=== Section Start ===

PR #6278, opened 2025-08-12
Currents overhaul

dligr:

- Makes currents' noise textures 2D instead of 3D for less repetition.
- Current shifting is now done by moving two noise textures and multiplying them with eachother
- Somewhat improves noise textures to make them more interesting (like currents going on for longer and having some whirlpool-like areas)
- Enables trails (for surface patches mostly), also colors some currents

**Related Issues**

--

**Progress Checklist**

      break existing features:
      members reviewing this PR)

### DIFF
--- a/src/microbe_stage/systems/FluidCurrentsSystem.cs
+++ b/src/microbe_stage/systems/FluidCurrentsSystem.cs
@@ -101,22 +101,11 @@ public sealed class FluidCurrentsSystem : AEntitySetSystem<float>
 
         if (!imagesInitialized)
         {
-            var newCurrentsNoise1 = currentsNoise1Texture.GetImage();
-            var newCurrentsNoise2 = currentsNoise2Texture.GetImage();
-
-            noiseWidth = newCurrentsNoise1.GetWidth();
-            noiseHeight = newCurrentsNoise2.GetHeight();
+            currentsNoise1 = currentsNoise1Texture.GetImage();
+            currentsNoise2 = currentsNoise2Texture.GetImage();
+            noiseWidth = currentsNoise1.GetWidth();
+            noiseHeight = currentsNoise2.GetHeight();
             imagesInitialized = true;
-
-            if (newCurrentsNoise1 == null || newCurrentsNoise2 == null)
-            {
-                GD.PrintErr("Current noise image created from texture is null");
-            }
-            else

=== Section End ===

* Task statement *
In full and without alteration, output the listing.

* Task output *
PR #6278, opened 2025-08-12
Currents overhaul

dligr:

- Makes currents' noise textures 2D instead of 3D for less repetition.
- Current shifting is now done by moving two noise textures and multiplying them with eachother
- Somewhat improves noise textures to make them more interesting (like currents going on for longer and having some whirlpool-like areas)
- Enables trails (for surface patches mostly), also colors some currents

**Related Issues**

--

**Progress Checklist**

      break existing features:
      members reviewing this PR)

### DIFF
--- a/src/microbe_stage/systems/FluidCurrentsSystem.cs
+++ b/src/microbe_stage/systems/FluidCurrentsSystem.cs
@@ -101,22 +101,11 @@ public sealed class FluidCurrentsSystem : AEntitySetSystem<float>
 
         if (!imagesInitialized)
         {
-            var newCurrentsNoise1 = currentsNoise1Texture.GetImage();
-            var newCurrentsNoise2 = currentsNoise2Texture.GetImage();
-
-            noiseWidth = newCurrentsNoise1.GetWidth();
-            noiseHeight = newCurrentsNoise2.GetHeight();
+            currentsNoise1 = currentsNoise1Texture.GetImage();
+            currentsNoise2 = currentsNoise2Texture.GetImage();
+            noiseWidth = currentsNoise1.GetWidth();
+            noiseHeight = currentsNoise2.GetHeight();
             imagesInitialized = true;
-
-            if (newCurrentsNoise1 == null || newCurrentsNoise2 == null)
-            {
-                GD.PrintErr("Current noise image created from texture is null");
-            }
-            else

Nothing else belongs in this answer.